牙科GPT:激励牙科领域的多模态复杂推理
DentalGPT: Incentivizing Multimodal Complex Reasoning in Dentistry
December 12, 2025
作者: Zhenyang Cai, Jiaming Zhang, Junjie Zhao, Ziyi Zeng, Yanchao Li, Jingyi Liang, Junying Chen, Yunjin Yang, Jiajun You, Shuzhi Deng, Tongfei Wang, Wanting Chen, Chunxiu Hao, Ruiqi Xie, Zhenwei Wen, Xiangyi Feng, Zou Ting, Jin Zou Lin, Jianquan Li, Guangjun Yu, Liangyi Chen, Junwen Wang, Shan Jiang, Benyou Wang
cs.AI
摘要
在口腔医疗自动化领域,多模态数据的可靠解读至关重要,然而当前的多模态大语言模型(MLLMs)难以捕捉细粒度的口腔视觉细节,且缺乏精准诊断所需的充分推理能力。为突破这些局限,我们提出DentalGPT——通过高质量领域知识注入与强化学习开发的专科口腔MLLM。具体而言,我们整合了逾12万张标注口腔图像及其突出诊断相关视觉特征的详细描述,构建了迄今规模最大的口腔多模态标注数据集,这也是当前涵盖口腔图像最全面的多模态数据集。基于该数据集的训练显著增强了MLLM对口腔病征的视觉理解能力,而后续的强化学习阶段进一步强化了其多模态复杂推理能力。在口内影像与全景片基准测试及医学VQA基准的口腔子集上的综合评估表明,DentalGPT在疾病分类和口腔VQA任务中均实现卓越性能,仅凭70亿参数即超越众多先进MLLMs。这些结果证明,高质量口腔数据与分阶段适配策略相结合,为构建高效能的专科口腔MLLMs提供了有效路径。
English
Reliable interpretation of multimodal data in dentistry is essential for automated oral healthcare, yet current multimodal large language models (MLLMs) struggle to capture fine-grained dental visual details and lack sufficient reasoning ability for precise diagnosis.
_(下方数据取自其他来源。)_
PR #4610, opened 2026-07-30
chore(deps): upgrade dompdf from v2.0.8 to v3.1.6

objecttothis:
- Update dompdf/dompdf constraint from ^2.0.3 to ^3.1.6
- Dependency names changed: phenx/php-font-lib and phenx/php-svg-lib replaced by dompdf/php-font-lib and dompdf/php-svg-lib ^1.0.0
- Remove ThirdParty/dompdf path from Autoload.php psr4 namespace map
- Update composer.lock with new content hash and package references

Replaces #4604 as compatibility changes were necessary.

## Summary by CodeRabbit

* **Improvements**
  * Updated the PDF generation component to a newer version for improved compatibility and reliability.
  * Streamlined application configuration to support the updated PDF functionality.

### DIFF
--- a/app/Config/Autoload.php
+++ b/app/Config/Autoload.php
@@ -39,8 +39,7 @@ class Autoload extends AutoloadConfig
      */
     public $psr4 = [
         APP_NAMESPACE => APPPATH,
-        'Config'      => APPPATH . 'Config',
-        'dompdf'      => APPPATH . 'ThirdParty/dompdf/src'
+        'Config'      => APPPATH . 'Config'
     ];
 
     /**
--- a/composer.json
+++ b/composer.json
@@ -28,7 +28,7 @@
         "php": "^8.2",
         "ext-intl": "*",
         "codeigniter4/framework": "4.7.2",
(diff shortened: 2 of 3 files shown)


objecttothis:
@jekkos I tested this and it also passes all checks.  I'm off until Tuesday so if it looks good then approve and merge it.

app/Config/Autoload.php
```diff
@@ -39,8 +39,7 @@ class Autoload extends AutoloadConfig
      */
     public $psr4 = [
         APP_NAMESPACE => APPPATH,
-        'Config'      => APPPATH . 'Config',
-        'dompdf'      => APPPATH . 'ThirdParty/dompdf/src'
```
jekkos, line 43: Autoload is not required anymore?

jekkos (approved):
Just one question

app/Config/Autoload.php
objecttothis: The folder doesn't exist anymore.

To address these limitations, we present DentalGPT, a specialized dental MLLM developed through high-quality domain knowledge injection and reinforcement learning. Specifically, the largest annotated multimodal dataset for dentistry to date was constructed by aggregating over 120k dental images paired with detailed descriptions that highlight diagnostically relevant visual features, making it the multimodal dataset with the most extensive collection of dental images to date. Training on this dataset significantly enhances the MLLM's visual understanding of dental conditions, while the subsequent reinforcement learning stage further strengthens its capability for multimodal complex reasoning. Comprehensive evaluations on intraoral and panoramic benchmarks, along with dental subsets of medical VQA benchmarks, show that DentalGPT achieves superior performance in disease classification and dental VQA tasks, outperforming many state-of-the-art MLLMs despite having only 7B parameters. These results demonstrate that high-quality dental data combined with staged adaptation provides an effective pathway for building capable and domain-specialized dental MLLMs.